PROVIDED RECORDS

PR #575, opened 2023-08-23
CORGI-780: Fix mangen task errors when components already exist

juspence:
@mprpic Please review what's hopefully the last bugfix. I need to look over the tracebacks in our monitoring email again, and think more about the TODO notes, but my basic understanding is:

1. Services can reuse components
2. We currently delete and recreate components for service X, then for service Y, etc.
3. This doesn't clean up services / components which no longer exist in prod-defs
4. This may cause issues if tasks for service X and service Y are running at the same time and processing the same component

If this fixes the errors in the monitoring email, I'll do a final PR to add comprehensive tests for the mangen logic.

### DIFF
--- a/corgi/tasks/managed_services.py
+++ b/corgi/tasks/managed_services.py
@@ -74,27 +74,66 @@ def cpu_manifest_service(product_stream_id: str, service_components: list) -> No
                 build.delete()
 
             build_id = now.strftime("%Y%m%d%H%M%S%f")
-            build = SoftwareBuild.objects.create(
-                name=service_component["name"],
-                build_type=SoftwareBuild.Type.APP_INTERFACE,
-                build_id=build_id,
-                completion_time=now,
-                meta_attr={"service": service.name},
-            )
+            try:
+                # get_or_create requires all keyword arguments to appear in
+                # a unique_together constraint, like build_id and build_type
+                # Otherwise it will not be atomic and can behave incorrectly
+                # Since we don't have a database index for name + build_type,
+                # we try to find an APP_INTERFACE build with a matching name first
+                # And update the list of services it belongs to
+                # If that fails, we'll create a new build
+                # So Corgi reuses a component when services reuse the component
+                build = SoftwareBuild.objects.get(
+                    name=service_component["name"],
+                    build_type=SoftwareBuild.Type.APP_INTERFACE,
+                )
+                build.meta_attr["services"].append(service.name)
+                build.save()
+            except SoftwareBuild.DoesNotExist:
+                build = SoftwareBuild.objects.create(
+                    name=service_component["name"],
+                    build_type=SoftwareBuild.Type.APP_INTERFACE,
+                    build_id=build_id,
+                    completion_time=now,
+                    meta_attr={"services": [service.name]},
+                )
 
-            root_component = Component.objects.create(
-                type=Component.Type.CONTAINER_IMAGE if quay_repo else Component.Type.GITHUB,
-                name=service_component["name"],
-                version=component_version,
-                release="",
-                arch="noarch",
-                namespace=Component.Namespace.REDHAT,
-                software_build=build,
-            )
-            root_node = ComponentNode.objects.create(
+            # Root components can only be linked to one build
+            # if we use the same build / component for two different services,
+            # we will analyze the same component twice
+            # this should be OK and the taxonomy should be the same.
+            # Or if not, merging the data is probably what we want.
+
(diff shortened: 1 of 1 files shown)


corgi/tasks/managed_services.py
```diff
@@ -59,42 +79,60 @@ def cpu_manifest_service(product_stream_id: str, service_components: list) -> No
...
+            try:
+                # get_or_create requires all keyword arguments to appear in
+                # a unique_together constraint, like build_id and build_type
+                # Otherwise it will not be atomic and can behave incorrectly
+                # Since we don't have a database index for name + build_type,
+                # we try to find an APP_INTERFACE build with a matching name first
+                # And update the list of services it belongs to
+                # If that fails, we'll create a new build
+                # So Corgi reuses a component when services reuse the component
+                build = SoftwareBuild.objects.get(
```
mprpic, line 92: In what scenario will this actually return a build when all builds are deleted before these tasks run? Are there really services that share the same component (Quay image / GitHub repo)?

corgi/tasks/managed_services.py
```diff
@@ -59,42 +79,60 @@ def cpu_manifest_service(product_stream_id: str, service_components: list) -> No
...
+            # Use only indexed / unique_together kwargs to find the object
+            root_component, _ = Component.objects.update_or_create(
                 type=Component.Type.CONTAINER_IMAGE if quay_repo else Component.Type.GITHUB,
                 name=service_component["name"],
                 version=component_version,
                 release="",
                 arch="noarch",
-                namespace=Component.Namespace.REDHAT,
-                software_build=build,
+                # TODO: What if component exists but isn't in REDHAT namespace / linked to a build?
```
mprpic: The root component here is either a Red Hat-built image or a Red Hat-owned Git repo, so I think it should never be anything else than a Red Hat-namespaced component, no?

corgi/tasks/managed_services.py
```diff
@@ -23,6 +23,26 @@ def refresh_service_manifests() -> None:
...
+    # Services can reuse components, so this avoids deleting a build / component for one service
+    # while trying to create the same build / component for another service in another task.
+    # This also cleans up any old builds / components which were removed from product-definitions.
+    # We should recreate builds / components that are still present in prod-defs
+    # when we process the list of components for that service below.
+    SoftwareBuild.objects.filter(build_type=SoftwareBuild.Type.APP_INTERFACE).delete()
+    ProductComponentRelation.objects.filter(
+        type=ProductComponentRelation.Type.APP_INTERFACE
+    ).delete()
+    # TODO: Deleting the build deletes the linked root component
```
mprpic, line 42: I seem to remember that when I was writing this I tested whether it could delete the whole tree, and it did due to the cascading deletion on the parent attribute of the related components.

mprpic (approved):

corgi/tasks/managed_services.py
juspence: Yes, I saw in our monitoring email that two different services had the same quay_org/repo_name in their list of components. So at least some of the root components are shared between services.

corgi/tasks/managed_services.py
juspence: Yes, but if any of those GitHub repos are also used outside of a managed service, they might already exist in Corgi but be in the UPSTREAM namespace instead of the REDHAT namespace.

I thought about this over my lunch break, and if we update that component, we'd end up changing the purl (add "redhat/" just after "pkg:type/") but not updating the purl on all the nodes.

In that case, our get_or_create lookup for the node wouldn't find the existing node and would create a duplicate one. So I'm going to switch this back to just get_or_create for now, to keep things simpler and saner.

corgi/tasks/managed_services.py
juspence: It will delete all the ComponentNodes, but the actual child Components themselves don't get cleaned up, I think. I'll test this locally in a bit.

juspence: Yep, we delete the build, and (in theory) the root component + all its nodes are CASCADE-deleted. Since we delete the root component, that also deletes any ManyToMany relations that target the root component, like "provides" and "upstreams". We only delete the relations though, not the actual related components themselves.

And of course there's a bug where this cascade deletion from the SoftwareBuild to the root component is broken :rage:

EDIT: I haven't thought of any good solution for this, and there are probably other places that need this cleanup code too. So I'm just going to punt on this for now, and leave the real work for a future ticket.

INSTRUCTIONS FOR THE TASK
List every line above that holds the word "which".

RESPONSE TO THE TASK
3. This doesn't clean up services / components which no longer exist in prod-defs
+    # This also cleans up any old builds / components which were removed from product-definitions.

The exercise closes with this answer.